The conversation briefly addresses the then-ongoing Erickson Project and Melba Ketchum‘s DNA study, which Scott treats with cautious skepticism despite being broadly sympathetic to the Bigfoot hypothesis. Both he and Ben flag the pre-announcement hype as a significant red flag. The Bigfoot Field Researchers Organization (BFRO) and its founder Matt Moneymaker come in for pointed criticism from Scott, who finds the near-constant “evidence” produced on every BFRO expedition statistically implausible. Jeff Meldrum of Idaho State University gets a more mixed assessment — Scott credits him with calling out a dubious Siberian Yeti claim but criticizes his continued defense of casts associated with the known hoaxer Paul Freeman. David Daegling‘s 📚 Bigfoot Exposed 💵 is cited approvingly for its analysis of the measurement assumptions underlying the Patterson–Gimlin film.

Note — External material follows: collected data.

PR #905, opened 2024-11-12
Remove panic in compiler.rs

JulianGCalderon:
Adds a new error type: `NativeAssertError`. It's a replacement for `panic!`, as it collects the backtrace but it doesn't interrupt the flow of the program.

There is a single `todo!` left, but I didn't know how to deal with it. We should take a closer look at it.

There are a few `expect` left, but being such a simple case, I'm not sure is worth handling it.

## Checklist
- [ ] Linked to Github Issue
- [ ] Unit tests added
- [ ] Integration tests added.
- [ ] This change requires new documentation.
  - [ ] Documentation has been added/updated.

PR #906, opened 2024-11-12
Remove panic from compiler.rs (2)

JulianGCalderon:
Adds a new error type: `NativeAssertError`. It's a replacement for panic!, as it collects the backtrace but it doesn't interrupt the flow of the program.

There is a single `todo!` left, but I didn't know how to deal with it. We should take a closer look at it.

There are a few `expect` left, but being such a simple case, I'm not sure is worth handling it.

Unlike #905, I tried to make this non-panic abstraction as similar as possible to the associated panicking code. The compiler.rs was changed to use the non-panic variants

## Checklist
- [ ] Linked to Github Issue
- [ ] Unit tests added

### DIFF
--- a/src/compiler.rs
+++ b/src/compiler.rs
@@ -46,13 +46,14 @@
 
 use crate::{
     debug::libfunc_to_name,
-    error::{Error, NativeAssertError, NativeAssertErrorKind},
+    error::{Error, ToNativeExpect},
     libfuncs::{BranchArg, LibfuncBuilder, LibfuncHelper},
     metadata::{
         gas::{GasCost, GasMetadata},
         tail_recursion::TailRecursionMeta,
         MetadataStorage,
     },
+    native_panic,
     types::TypeBuilder,
     utils::{generate_function_name, BlockExt},
 };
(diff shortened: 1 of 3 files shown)


src/compiler.rs
```diff
@@ -1367,11 +1373,13 @@ fn generate_entry_point_wrapper<'c>(
...
                 Identifier::new(context, "llvm.linkage"),
-                Attribute::parse(context, "#llvm.linkage<private>").unwrap(),
+                Attribute::parse(context, "#llvm.linkage<private>")
+                    .expect("hardcoded attribute is valid"),
             ),
             (
                 Identifier::new(context, "llvm.CConv"),
-                Attribute::parse(context, "#llvm.cconv<fastcc>").unwrap(),
+                Attribute::parse(context, "#llvm.cconv<fastcc>")
+                    .expect("hardcoded attribute is valid"),
```
FrancoGiachetta, line 1382: shouldn't it be "invalid" instead of "valid"?

JulianGCalderon: You are right. FIxed

JulianGCalderon: I changed the code to use that error variant. Thanks for pointing it out.

FrancoGiachetta (approved):
LGTM

edg-l (approved):

PR #907, opened 2024-11-12
Remove panic in context.rs

JulianGCalderon:
## Checklist
- [ ] Linked to Github Issue
- [ ] Unit tests added
- [ ] Integration tests added.
- [ ] This change requires new documentation.
  - [ ] Documentation has been added/updated.

PR #917, opened 2024-11-13
Remove panics in libfuncs

FrancoGiachetta:
- [x] src/libfuncs.rs
- [x] src/libfuncs/array.rs
- [x] src/libfuncs/bool.rs
- [x] src/libfuncs/cast.rs
- [x] src/libfuncs/const.rs
- [x] src/libfuncs/debug.rs
- [x] src/libfuncs/enum.rs
- [x] src/libfuncs/felt252.rs
- [x] src/libfuncs/felt252_dict.rs
- [x] src/libfuncs/felt252_dict_entry.rs
- [x] src/libfuncs/function_call.rs
- [x] src/libfuncs/gas.rs
- [x] src/libfuncs/pedersen.rs
- [x] src/libfuncs/poseidon.rs
- [x] src/libfuncs/starknet.rs
- [x] src/libfuncs/starknet/testing.rs

## Checklist
- [ ] Linked to Github Issue
- [ ] Unit tests added

### DIFF
--- a/src/libfuncs.rs
+++ b/src/libfuncs.rs
@@ -2,7 +2,11 @@
 //!
 //! Contains libfunc generation stuff (aka. the actual instructions).
 
-use crate::{error::Error as CoreLibfuncBuilderError, metadata::MetadataStorage, utils::BlockExt};
+use crate::{
+    error::{panic::ToNativeAssertError, Error as CoreLibfuncBuilderError, Result as NativeResult},
+    metadata::MetadataStorage,
+    utils::BlockExt,
+};
 use bumpalo::Bump;
 use cairo_lang_sierra::{
     extensions::core::{CoreConcreteLibfunc, CoreLibfunc, CoreType},
@@ -270,14 +274,14 @@ where
     'this: 'ctx,
 {
     #[doc(hidden)]
-    pub(crate) fn results(self) -> impl Iterator<Item = Vec<Value<'ctx, 'this>>> {
+    pub(crate) fn results(self) -> impl Iterator<Item = NativeResult<Vec<Value<'ctx, 'this>>>> {
         self.results.into_iter().enumerate().map(|(branch_idx, x)| {
             x.into_iter()
                 .enumerate()
                 .map(|(arg_idx, x)| {
-                    x.into_inner().unwrap_or_else(|| {
-                        panic!("Argument #{arg_idx} of branch {branch_idx} doesn't have a value.")
-                    })
+                    x.into_inner().to_native_assert_error(
+                        "Argument #{arg_idx} of branch {branch_idx} doesn't have a value.",
+                    )
                 })
                 .collect()
         })
--- a/src/libfuncs.rs
+++ b/src/libfuncs.rs
@@ -279,9 +279,9 @@ where
             x.into_iter()
                 .enumerate()
                 .map(|(arg_idx, x)| {
-                    x.into_inner().to_native_assert_error(
-                       &format!("Argument #{arg_idx} of branch {branch_idx} doesn't have a value."),
-                    )
+                    x.into_inner().to_native_assert_error(&format!(
+                        "Argument #{arg_idx} of branch {branch_idx} doesn't have a value."
+                    ))
                 })
                 .collect()
         })
--- a/src/libfuncs.rs
+++ b/src/libfuncs.rs
@@ -275,12 +275,12 @@ where
 {
     #[doc(hidden)]
     pub(crate) fn results(self) -> impl Iterator<Item = NativeResult<Vec<Value<'ctx, 'this>>>> {
-        self.results.into_iter().enumerate().map(|(_, x)| {
+        self.results.into_iter().enumerate().map(|(branch_idx, x)| {
             x.into_iter()
                 .enumerate()
-                .map(|(_, x)| {
+                .map(|(arg_idx, x)| {
                     x.into_inner().to_native_assert_error(
-                        "Argument #{arg_idx} of branch {branch_idx} doesn't have a value.",
+                       &format!("Argument #{arg_idx} of branch {branch_idx} doesn't have a value."),
                     )
                 })
                 .collect()
--- a/src/libfuncs.rs
+++ b/src/libfuncs.rs
@@ -275,10 +275,10 @@ where
 {
     #[doc(hidden)]
     pub(crate) fn results(self) -> impl Iterator<Item = NativeResult<Vec<Value<'ctx, 'this>>>> {
-        self.results.into_iter().enumerate().map(|(branch_idx, x)| {
+        self.results.into_iter().enumerate().map(|(_, x)| {
             x.into_iter()
                 .enumerate()
-                .map(|(arg_idx, x)| {
+                .map(|(_, x)| {
                     x.into_inner().to_native_assert_error(
                         "Argument #{arg_idx} of branch {branch_idx} doesn't have a value.",
                     )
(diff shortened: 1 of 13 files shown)


src/libfuncs.rs
```diff
@@ -270,14 +274,14 @@ where
...
     #[doc(hidden)]
-    pub(crate) fn results(self) -> impl Iterator<Item = Vec<Value<'ctx, 'this>>> {
-        self.results.into_iter().enumerate().map(|(branch_idx, x)| {
+    pub(crate) fn results(self) -> impl Iterator<Item = NativeResult<Vec<Value<'ctx, 'this>>>> {
+        self.results.into_iter().enumerate().map(|(_, x)| {
             x.into_iter()
                 .enumerate()
-                .map(|(arg_idx, x)| {
-                    x.into_inner().unwrap_or_else(|| {
-                        panic!("Argument #{arg_idx} of branch {branch_idx} doesn't have a value.")
```
edg-l, line 279: i think you are not writing the arg_idx value into the string here

FrancoGiachetta: Ow you are right, thats why it wasn't being use, changing it, thanks.

FrancoGiachetta: It should be right now

src/libfuncs.rs
```diff
@@ -270,14 +274,14 @@ where
     'this: 'ctx,
 {
     #[doc(hidden)]
-    pub(crate) fn results(self) -> impl Iterator<Item = Vec<Value<'ctx, 'this>>> {
+    pub(crate) fn results(self) -> impl Iterator<Item = NativeResult<Vec<Value<'ctx, 'this>>>> {
```
azteca1998, line 277:
```rs
pub(crate) fn results(self) -> impl Iterator<Item = NativeResult<Vec<Value<'ctx, 'this>>>> {
```
If you're going to do this, then returning `Result<impl Iterator<...>>` would be better. Like this:
```rs
pub(crate) fn results(self) -> NativeResult<impl Iterator<Item = Vec<Value<'ctx, 'this>>>> {
    // ...
}
```

src/libfuncs/bounded_int.rs
```diff
@@ -114,8 +115,13 @@ fn build_add<'ctx, 'this>(
     let compute_ty = IntegerType::new(context, compute_range.offset_bit_width()).into();
 
     // Zero-extend operands into the computation range.
-    assert!(compute_range.offset_bit_width() >= lhs_width);
-    assert!(compute_range.offset_bit_width() >= rhs_width);
+    if !compute_range.offset_bit_width() >= lhs_width {
+        native_panic!("the lhs_range bit_width must be less or equal than the compute_range");
+    }
```
azteca1998, line 120: Please make a `native_assert` macro instead of this (in all instances).

src/libfuncs/enum.rs
```diff
@@ -119,11 +120,13 @@ pub fn build_enum_value<'ctx, 'this>(
         helper,
         registry,
         metadata,
-        type_info.variants().unwrap(),
+        type_info
+            .variants()
+            .to_native_assert_error("couldn't get enum's variants")?,
```
azteca1998, line 125:
```suggestion
            .to_native_assert_error("found non-enum type where an enum is required")?,
```
It's not that we can't get an enum's variants because if the type is an enum then they'll always be available. It's rather that the type is not an enum therefore it has no variants.

src/libfuncs/enum.rs
```diff
@@ -257,7 +260,9 @@ pub fn build_match<'ctx, 'this>(
 ) -> Result<()> {
     let type_info = registry.get_type(&info.param_signatures()[0].ty)?;
 
-    let variant_ids = type_info.variants().unwrap();
+    let variant_ids = type_info
+        .variants()
+        .to_native_assert_error("couldn't get enum's variants")?;
```
azteca1998, line 265: Same here.

azteca1998 (changes requested):

src/libfuncs/array.rs
```diff
@@ -1485,9 +1484,9 @@ pub fn build_tuple_from_span<'ctx, 'this>(
         CoreTypeConcrete::Array(info) => (&info.ty, registry.get_type(&info.ty)?),
         CoreTypeConcrete::Snapshot(info) => match registry.get_type(&info.ty)? {
             CoreTypeConcrete::Array(info) => (&info.ty, registry.get_type(&info.ty)?),
-            _ => unreachable!(),
+            _ => native_panic!("unexpected CoreTypeConcrete found"),
         },
-        _ => unreachable!(),
+        _ => native_panic!("unexpected CoreTypeConcrete found"),
```
JulianGCalderon, line 1489: Could you give a little more information on why it's an unexpected type?

src/libfuncs/array.rs
```diff
@@ -1508,8 +1507,14 @@ pub fn build_tuple_from_span<'ctx, 'this>(
 
     let array_len = entry.append_op_result(arith::subi(array_end, array_start, location))?;
     let (tuple_len, tuple_len_val) = {
-        let fields = registry.get_type(&info.ty)?.fields().unwrap();
-        assert!(fields.iter().all(|f| f.id == elem_id.id));
+        let fields = registry
+            .get_type(&info.ty)?
+            .fields()
+            .to_native_assert_error("missing filed")?;
```
JulianGCalderon, line 1513: typo
```suggestion
            .to_native_assert_error("missing field")?;
```

src/libfuncs/array.rs
```diff
@@ -1648,11 +1653,9 @@ pub fn build_tuple_from_span<'ctx, 'this>(
             &info.signature.param_signatures[0].ty,
         )?;
 
-        // The following unwrap is unreachable because an array always has a drop implementation,
-        // which at this point is always inserted thanks to the `build_type()` just above.
```
JulianGCalderon, line 1652: This comment gives valuable information on why the following operation will never fail. I think you should keep it, even though you now replaced the unwrap for a proper error. You could rephrase it like this: "the following operation will never fail because..."

src/libfuncs/bounded_int.rs
JulianGCalderon: I added an implementation of native_assert on [this PR.](https://github.com/lambdaclass/cairo_native/pull/907) You could take it from there.

src/libfuncs.rs
FrancoGiachetta: Yes, I first tried to tackle it that way. The problem is that the error might happen inside the `map()` and since the iterator expects not a `Result<Vec<Value<'ctx, 'this>>` but a ` Vec<Value<'ctx, 'this>`, it breaks.

src/libfuncs/bounded_int.rs
FrancoGiachetta: Done!

src/libfuncs/enum.rs
FrancoGiachetta: Done!

src/libfuncs/enum.rs
FrancoGiachetta: Done!

src/libfuncs.rs
JulianGCalderon: Aah, that's true. As long as the iterator is lazy we won't be able to move up the result. Could we make it eager? Usually libfuncs don't have that many result branches, right?

src/libfuncs/array.rs
FrancoGiachetta: Done!

src/libfuncs/array.rs
FrancoGiachetta: Done!

azteca1998 (approved):

src/libfuncs.rs
azteca1998: Yes, please make it eager.

edg-l (approved):

PR #919, opened 2024-11-13
Coalesce all compatible no-op libfuncs into a single function.

azteca1998:
## Checklist
- [ ] Linked to Github Issue
- [ ] Unit tests added


src/libfuncs.rs
```diff
@@ -435,3 +445,39 @@ fn increment_builtin_counter_by<'ctx: 'a, 'a>(
...
+    param_signatures: &[ParamSignature],
+) -> Result<()> {
+    let mut params = Vec::with_capacity(N);
+
+    #[allow(clippy::needless_range_loop)]
+    for i in 0..N {
+        let param_ty = registry.get_type(&param_signatures[i].ty)?;
+        let mut param_val = entry.argument(i)?.into();
+
+        if PROCESS_BUILTINS
```
JulianGCalderon, line 465: Couldn't we iterate over param_signatures instead of using a const generic?

src/libfuncs/mem.rs
```diff
@@ -35,39 +35,36 @@ pub fn build<'ctx, 'this>(
...
+        | MemConcreteLibfunc::StoreTemp(SignatureAndTypeConcreteLibfunc { signature, .. }) => {
+            super::build_noop::<1, false>(
+                context,
+                registry,
+                entry,
+                location,
+                helper,
+                metadata,
+                &signature.param_signatures,
+            )
```
JulianGCalderon, line 63: Out of curiosity, why some noops must not update builtin counters?

azteca1998: Libfuncs that receive builtins but do not use them as a builtin, for example `store_temp<Bitwise>`.

src/libfuncs.rs
azteca1998: While we technically could, in this case we depend on the constant `N`. It should never happen, but if the number of arguments was smaller than the constant then the number of values to return would be smaller than the constant `N`.

JulianGCalderon: Aaah. Is there a situation where the number of return values is smaller than the number of arguments?

azteca1998: None. This can only happen on:
  - Dev error (by typing the wrong constant). Should be caught by any test that uses the libfunc.
  - Invalid Sierra type info. This should also be impossible at least without breaking changes and only between versions. If I'm not mistaken the type info is hardcoded into the Sierra type enums.

JulianGCalderon: I'm not sure I understand the problem then. If we remove `const N: usize` and always iterate `param_signatures`, then we would never encounter a SIGSEGV and we will always return the same number of values as we receive, making any dev error impossible. Maybe I'm missing something. Is `const N` used for performance reasons?

JulianGCalderon (approved):

edg-l (dismissed):

src/libfuncs.rs
JulianGCalderon: @azteca1998 could you add a todo comment, reminding us to check if all noops return as many arguments as they receive?

azteca1998: No need, they do not. Take the guarantee verify libfuncs, for example:
```cairo
extern fn u128_mul_guarantee_verify(guarantee: U128MulGuarantee) implicits(RangeCheck) nopanic;
```
Their signature is as follows:
```
(RangeCheck, U128MulGuarantee) -> (RangeCheck);
```

JulianGCalderon: Aah, that is true.

JulianGCalderon (dismissed):

edg-l (approved):

JulianGCalderon (approved):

🔬 The Photograph Problem and the Jane Goodall Question

Ben raises what he considers one of the stronger skeptical arguments: that the quality of photographic and video evidence for Bigfoot has conspicuously failed to improve despite decades of dramatic advances in camera technology and the near-universal presence of high-resolution cameras in pockets worldwide. Scott’s response — that elusive, rare animals in dense terrain are not reliably captured regardless of equipment, and that photographic evidence wouldn’t constitute proof anyway — prompts a spirited but good-natured back-and-forth about what a genuinely compelling photograph would need to show.

The group also discusses Jane Goodall‘s well-known NPR radio remarks in which she initially said she was “sure” Bigfoot exists before walking the claim back to a statement of hope. Ben argues that Goodall’s primate expertise doesn’t straightforwardly extend to the evidentiary questions surrounding Bigfoot — creature identity, eyewitness reliability, hoax detection — just as a ghost researcher shouldn’t assume that a physicist’s knowledge about energy applies to claimed hauntings. Scott finds the gorilla-discovery analogy compelling: reports of large, manlike apes in Central Africa were dismissed for generations before mountain gorillas were verified, and primatologist George Schaller‘s observation of gorillas covering a dead conspecific with vegetation is offered as a speculative parallel for why Bigfoot bodies might not surface.



📚 Further Reading

📚 Sasquatch: The Apes Among Us 💵 by John Green
📚 Bigfoot Exposed: An Anthropologist Examines America’s Enduring Legend 💵 by David Daegling
📚 Tracking the Chupacabra: The Vampire Beast in Fact, Fiction, and Folklore 💵 by Benjamin Radford

🔗 Related Links

Krampus (Wikipedia)
Bigfoot / Sasquatch (Wikipedia)
Patterson–Gimlin Film (Wikipedia)
Tapetum lucidum (eyeshine) (Wikipedia)
Bigfoot Field Researchers Organization (BFRO) (Wikipedia)
Jeff Meldrum (Wikipedia)
John Green (cryptozoologist) (Wikipedia)
Mountain gorilla (Wikipedia)


Note: ads inserted into the distributed audio alter the timestamps in unpredictable ways, so timing references in these notes are approximate.

By popular demand, we take a brief aside into fantasy to talk with one the more sinister figures associated with the Winter Holidays: The Krampus. Then we get a bit more serious as we welcome one of the co-hosts of the popular podcast The Bigfoot Show, documentarian and comedian, Scott Herriott. Scott has made several films about walking the Pacific Coast Trail and about his personal quest to find Bigfoot—and the people he’s met in that search. This MonsterTalk interview includes a detailed recounting of his own brush with what he believes may have been a Sasquatch.